◆ INSTRUCTIONS TO FOLLOW
In the data below, work out how many lines include the string "neql". Only the number should be given.

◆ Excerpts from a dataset
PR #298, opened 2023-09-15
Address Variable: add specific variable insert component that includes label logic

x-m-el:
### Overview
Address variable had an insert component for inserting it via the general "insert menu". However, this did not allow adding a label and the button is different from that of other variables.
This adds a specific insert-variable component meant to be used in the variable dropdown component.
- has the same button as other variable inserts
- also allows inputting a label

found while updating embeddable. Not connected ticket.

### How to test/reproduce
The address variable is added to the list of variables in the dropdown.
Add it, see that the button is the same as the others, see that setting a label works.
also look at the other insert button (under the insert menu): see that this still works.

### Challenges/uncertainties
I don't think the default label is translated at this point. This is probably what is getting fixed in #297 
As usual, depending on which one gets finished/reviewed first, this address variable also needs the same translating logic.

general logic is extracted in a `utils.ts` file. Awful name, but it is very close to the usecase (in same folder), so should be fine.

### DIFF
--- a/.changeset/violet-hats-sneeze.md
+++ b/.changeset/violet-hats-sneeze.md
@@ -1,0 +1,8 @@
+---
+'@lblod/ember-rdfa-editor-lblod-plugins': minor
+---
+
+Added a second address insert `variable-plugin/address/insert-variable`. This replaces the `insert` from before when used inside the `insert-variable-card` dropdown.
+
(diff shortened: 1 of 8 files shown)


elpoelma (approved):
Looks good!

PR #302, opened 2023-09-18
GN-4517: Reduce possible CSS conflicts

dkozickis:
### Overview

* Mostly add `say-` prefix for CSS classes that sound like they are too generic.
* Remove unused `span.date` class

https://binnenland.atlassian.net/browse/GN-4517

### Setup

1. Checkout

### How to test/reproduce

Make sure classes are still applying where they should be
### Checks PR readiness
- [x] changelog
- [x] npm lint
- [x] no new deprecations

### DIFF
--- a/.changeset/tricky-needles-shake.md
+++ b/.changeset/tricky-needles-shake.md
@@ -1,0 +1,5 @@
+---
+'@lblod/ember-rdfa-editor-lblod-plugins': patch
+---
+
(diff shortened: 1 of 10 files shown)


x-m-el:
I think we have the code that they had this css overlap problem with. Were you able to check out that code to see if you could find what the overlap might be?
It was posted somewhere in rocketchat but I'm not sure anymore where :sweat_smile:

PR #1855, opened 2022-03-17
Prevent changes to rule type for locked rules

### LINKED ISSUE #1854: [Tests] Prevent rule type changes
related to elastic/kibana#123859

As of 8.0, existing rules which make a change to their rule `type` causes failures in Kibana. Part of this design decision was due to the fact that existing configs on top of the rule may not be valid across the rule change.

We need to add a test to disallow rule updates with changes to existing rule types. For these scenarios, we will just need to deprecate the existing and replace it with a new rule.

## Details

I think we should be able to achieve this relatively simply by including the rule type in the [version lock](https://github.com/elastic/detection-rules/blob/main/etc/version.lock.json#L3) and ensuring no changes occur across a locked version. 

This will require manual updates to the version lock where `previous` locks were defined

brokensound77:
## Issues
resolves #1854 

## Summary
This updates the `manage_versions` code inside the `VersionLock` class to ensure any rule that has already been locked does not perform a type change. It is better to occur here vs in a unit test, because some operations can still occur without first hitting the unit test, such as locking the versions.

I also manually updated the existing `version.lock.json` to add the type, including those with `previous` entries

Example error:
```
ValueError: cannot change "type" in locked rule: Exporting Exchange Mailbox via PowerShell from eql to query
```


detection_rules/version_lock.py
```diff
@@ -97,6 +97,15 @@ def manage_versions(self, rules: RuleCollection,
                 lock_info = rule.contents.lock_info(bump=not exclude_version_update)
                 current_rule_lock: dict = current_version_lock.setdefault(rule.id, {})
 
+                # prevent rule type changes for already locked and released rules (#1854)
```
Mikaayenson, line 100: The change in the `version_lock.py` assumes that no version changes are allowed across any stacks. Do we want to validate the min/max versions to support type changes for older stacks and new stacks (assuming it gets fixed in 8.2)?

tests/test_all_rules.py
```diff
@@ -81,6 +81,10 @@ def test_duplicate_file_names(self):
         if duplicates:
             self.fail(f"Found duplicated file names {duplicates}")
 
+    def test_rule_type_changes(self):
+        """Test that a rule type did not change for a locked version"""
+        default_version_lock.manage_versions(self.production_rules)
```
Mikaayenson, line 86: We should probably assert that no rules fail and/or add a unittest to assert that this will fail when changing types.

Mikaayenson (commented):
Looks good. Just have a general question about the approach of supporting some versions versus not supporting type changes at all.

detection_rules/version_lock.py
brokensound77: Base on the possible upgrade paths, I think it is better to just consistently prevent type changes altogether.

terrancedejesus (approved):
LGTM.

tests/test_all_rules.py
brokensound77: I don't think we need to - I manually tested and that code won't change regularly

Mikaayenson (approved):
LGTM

--

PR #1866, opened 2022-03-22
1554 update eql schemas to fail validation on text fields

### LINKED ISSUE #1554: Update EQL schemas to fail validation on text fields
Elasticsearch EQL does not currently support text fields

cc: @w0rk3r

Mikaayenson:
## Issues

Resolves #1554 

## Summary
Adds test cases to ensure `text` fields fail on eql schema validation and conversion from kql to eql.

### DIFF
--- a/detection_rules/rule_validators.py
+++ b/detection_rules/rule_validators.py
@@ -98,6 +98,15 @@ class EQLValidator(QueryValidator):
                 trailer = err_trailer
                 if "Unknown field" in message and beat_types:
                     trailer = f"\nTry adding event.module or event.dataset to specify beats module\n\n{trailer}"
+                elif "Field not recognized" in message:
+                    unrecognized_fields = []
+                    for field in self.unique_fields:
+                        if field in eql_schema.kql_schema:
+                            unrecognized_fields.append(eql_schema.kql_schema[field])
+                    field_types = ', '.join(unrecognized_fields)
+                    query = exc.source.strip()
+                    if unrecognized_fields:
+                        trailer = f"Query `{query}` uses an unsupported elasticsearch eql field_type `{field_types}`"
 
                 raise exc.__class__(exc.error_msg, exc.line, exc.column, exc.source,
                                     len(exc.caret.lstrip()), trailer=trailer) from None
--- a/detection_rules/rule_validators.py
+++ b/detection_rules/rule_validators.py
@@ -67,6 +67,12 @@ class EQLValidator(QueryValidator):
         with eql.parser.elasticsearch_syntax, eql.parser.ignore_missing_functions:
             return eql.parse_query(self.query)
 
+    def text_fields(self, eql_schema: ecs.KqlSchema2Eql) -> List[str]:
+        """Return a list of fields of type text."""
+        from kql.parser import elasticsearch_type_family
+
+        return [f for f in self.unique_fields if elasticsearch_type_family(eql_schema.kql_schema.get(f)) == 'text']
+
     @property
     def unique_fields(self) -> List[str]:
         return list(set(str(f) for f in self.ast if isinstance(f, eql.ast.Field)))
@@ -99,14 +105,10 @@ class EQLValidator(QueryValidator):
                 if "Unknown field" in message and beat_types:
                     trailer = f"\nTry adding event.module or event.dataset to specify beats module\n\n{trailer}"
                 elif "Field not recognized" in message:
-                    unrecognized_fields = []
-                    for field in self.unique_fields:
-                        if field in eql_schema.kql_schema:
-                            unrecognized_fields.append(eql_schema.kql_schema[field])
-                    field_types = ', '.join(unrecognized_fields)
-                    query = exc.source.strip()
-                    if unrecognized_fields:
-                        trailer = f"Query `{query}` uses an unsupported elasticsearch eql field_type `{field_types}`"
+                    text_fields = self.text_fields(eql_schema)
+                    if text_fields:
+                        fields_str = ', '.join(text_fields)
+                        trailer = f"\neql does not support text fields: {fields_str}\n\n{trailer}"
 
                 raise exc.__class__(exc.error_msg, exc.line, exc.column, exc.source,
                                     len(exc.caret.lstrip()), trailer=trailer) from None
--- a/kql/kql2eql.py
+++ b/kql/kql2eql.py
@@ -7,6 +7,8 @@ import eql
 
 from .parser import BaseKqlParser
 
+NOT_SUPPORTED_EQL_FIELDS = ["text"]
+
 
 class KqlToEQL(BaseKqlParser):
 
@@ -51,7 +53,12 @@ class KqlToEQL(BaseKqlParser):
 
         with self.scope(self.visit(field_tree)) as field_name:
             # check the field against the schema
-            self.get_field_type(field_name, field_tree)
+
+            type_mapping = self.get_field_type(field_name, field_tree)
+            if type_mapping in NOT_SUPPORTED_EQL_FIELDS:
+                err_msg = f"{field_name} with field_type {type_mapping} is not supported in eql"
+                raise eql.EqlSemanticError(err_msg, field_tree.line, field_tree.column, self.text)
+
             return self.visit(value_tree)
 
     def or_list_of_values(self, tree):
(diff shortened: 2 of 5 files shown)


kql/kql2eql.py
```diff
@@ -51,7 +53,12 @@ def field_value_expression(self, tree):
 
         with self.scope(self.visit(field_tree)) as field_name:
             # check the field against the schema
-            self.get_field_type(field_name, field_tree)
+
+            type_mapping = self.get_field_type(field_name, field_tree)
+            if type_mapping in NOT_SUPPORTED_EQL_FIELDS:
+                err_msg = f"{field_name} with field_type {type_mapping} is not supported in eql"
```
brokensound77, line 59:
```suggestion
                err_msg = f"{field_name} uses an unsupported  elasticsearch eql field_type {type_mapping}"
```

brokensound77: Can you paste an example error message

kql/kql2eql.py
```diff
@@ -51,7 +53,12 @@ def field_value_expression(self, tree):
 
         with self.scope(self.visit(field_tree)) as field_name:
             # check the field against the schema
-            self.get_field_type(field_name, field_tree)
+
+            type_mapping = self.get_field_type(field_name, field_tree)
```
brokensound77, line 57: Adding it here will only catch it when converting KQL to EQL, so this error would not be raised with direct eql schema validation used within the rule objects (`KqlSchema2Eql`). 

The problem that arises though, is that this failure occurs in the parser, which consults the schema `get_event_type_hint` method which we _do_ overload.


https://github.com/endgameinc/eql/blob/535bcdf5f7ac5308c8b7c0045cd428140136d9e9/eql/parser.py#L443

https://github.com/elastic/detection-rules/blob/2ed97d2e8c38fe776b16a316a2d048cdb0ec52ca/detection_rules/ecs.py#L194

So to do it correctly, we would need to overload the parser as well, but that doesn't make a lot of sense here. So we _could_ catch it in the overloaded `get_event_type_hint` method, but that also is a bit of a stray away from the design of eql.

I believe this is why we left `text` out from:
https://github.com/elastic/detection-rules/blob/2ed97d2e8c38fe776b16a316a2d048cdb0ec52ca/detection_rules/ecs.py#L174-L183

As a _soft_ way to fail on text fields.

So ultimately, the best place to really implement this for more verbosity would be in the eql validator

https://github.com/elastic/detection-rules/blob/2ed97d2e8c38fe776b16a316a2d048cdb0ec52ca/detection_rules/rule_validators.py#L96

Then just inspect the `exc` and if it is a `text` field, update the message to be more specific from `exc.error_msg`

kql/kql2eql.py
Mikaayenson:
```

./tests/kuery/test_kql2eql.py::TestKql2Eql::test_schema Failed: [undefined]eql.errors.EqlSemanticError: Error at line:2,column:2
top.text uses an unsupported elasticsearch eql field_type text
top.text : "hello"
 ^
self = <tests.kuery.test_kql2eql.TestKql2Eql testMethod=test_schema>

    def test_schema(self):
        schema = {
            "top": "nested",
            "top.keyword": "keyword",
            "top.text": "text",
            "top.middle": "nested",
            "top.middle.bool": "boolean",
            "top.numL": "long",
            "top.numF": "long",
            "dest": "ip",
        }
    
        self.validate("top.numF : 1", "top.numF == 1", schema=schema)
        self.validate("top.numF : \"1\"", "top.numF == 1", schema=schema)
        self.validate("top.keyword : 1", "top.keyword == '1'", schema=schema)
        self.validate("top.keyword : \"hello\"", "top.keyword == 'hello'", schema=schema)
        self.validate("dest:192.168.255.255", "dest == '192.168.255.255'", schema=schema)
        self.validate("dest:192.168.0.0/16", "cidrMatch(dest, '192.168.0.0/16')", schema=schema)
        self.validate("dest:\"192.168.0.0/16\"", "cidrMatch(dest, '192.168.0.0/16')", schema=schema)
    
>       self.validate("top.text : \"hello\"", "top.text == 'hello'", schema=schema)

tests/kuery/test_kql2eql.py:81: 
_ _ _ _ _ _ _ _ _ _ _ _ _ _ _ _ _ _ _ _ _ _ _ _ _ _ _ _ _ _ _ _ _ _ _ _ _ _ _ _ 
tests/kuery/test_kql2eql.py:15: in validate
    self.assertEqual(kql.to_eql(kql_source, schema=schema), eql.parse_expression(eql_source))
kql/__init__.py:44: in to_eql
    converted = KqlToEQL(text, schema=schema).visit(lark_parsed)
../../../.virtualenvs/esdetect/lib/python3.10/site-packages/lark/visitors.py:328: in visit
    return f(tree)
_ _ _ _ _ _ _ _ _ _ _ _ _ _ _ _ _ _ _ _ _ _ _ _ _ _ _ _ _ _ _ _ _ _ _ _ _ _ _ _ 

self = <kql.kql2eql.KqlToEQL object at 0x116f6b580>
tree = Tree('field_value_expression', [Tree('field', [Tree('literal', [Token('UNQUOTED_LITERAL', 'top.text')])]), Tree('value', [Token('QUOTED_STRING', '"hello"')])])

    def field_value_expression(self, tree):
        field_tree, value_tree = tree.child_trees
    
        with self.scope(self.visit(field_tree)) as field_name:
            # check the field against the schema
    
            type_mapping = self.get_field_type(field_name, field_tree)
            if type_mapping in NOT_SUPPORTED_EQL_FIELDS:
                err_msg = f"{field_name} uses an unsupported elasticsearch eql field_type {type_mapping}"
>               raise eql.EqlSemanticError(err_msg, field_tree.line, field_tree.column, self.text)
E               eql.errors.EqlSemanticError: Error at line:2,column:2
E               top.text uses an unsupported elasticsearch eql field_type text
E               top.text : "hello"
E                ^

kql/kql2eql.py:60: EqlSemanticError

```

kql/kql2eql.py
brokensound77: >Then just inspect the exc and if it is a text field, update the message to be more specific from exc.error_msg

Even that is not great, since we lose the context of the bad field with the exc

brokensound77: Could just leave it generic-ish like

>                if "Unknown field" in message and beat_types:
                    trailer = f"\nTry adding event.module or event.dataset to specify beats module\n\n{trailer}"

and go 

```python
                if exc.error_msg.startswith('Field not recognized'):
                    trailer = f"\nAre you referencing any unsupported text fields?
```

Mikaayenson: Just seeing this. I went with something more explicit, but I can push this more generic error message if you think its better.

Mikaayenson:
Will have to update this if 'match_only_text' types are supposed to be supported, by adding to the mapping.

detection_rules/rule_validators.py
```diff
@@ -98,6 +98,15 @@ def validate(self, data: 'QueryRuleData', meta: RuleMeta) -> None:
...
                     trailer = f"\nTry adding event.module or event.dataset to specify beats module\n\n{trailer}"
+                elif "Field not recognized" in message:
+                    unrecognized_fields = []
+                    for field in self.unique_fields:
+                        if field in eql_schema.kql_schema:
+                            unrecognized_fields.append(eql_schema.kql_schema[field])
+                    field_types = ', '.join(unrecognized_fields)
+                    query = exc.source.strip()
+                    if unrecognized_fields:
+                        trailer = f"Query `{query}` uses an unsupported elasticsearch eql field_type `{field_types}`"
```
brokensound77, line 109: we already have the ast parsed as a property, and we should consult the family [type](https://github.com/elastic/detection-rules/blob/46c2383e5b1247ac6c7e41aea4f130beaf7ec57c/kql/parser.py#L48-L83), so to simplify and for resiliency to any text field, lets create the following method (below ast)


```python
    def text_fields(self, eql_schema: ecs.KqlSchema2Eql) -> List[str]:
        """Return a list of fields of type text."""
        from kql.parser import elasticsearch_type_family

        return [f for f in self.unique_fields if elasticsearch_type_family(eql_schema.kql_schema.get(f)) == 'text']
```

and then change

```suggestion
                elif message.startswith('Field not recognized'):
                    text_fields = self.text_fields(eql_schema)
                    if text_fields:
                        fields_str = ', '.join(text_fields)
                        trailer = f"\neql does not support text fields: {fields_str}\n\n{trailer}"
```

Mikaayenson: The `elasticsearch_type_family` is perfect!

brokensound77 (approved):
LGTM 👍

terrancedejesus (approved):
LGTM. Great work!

◆ RESULT BELOW
2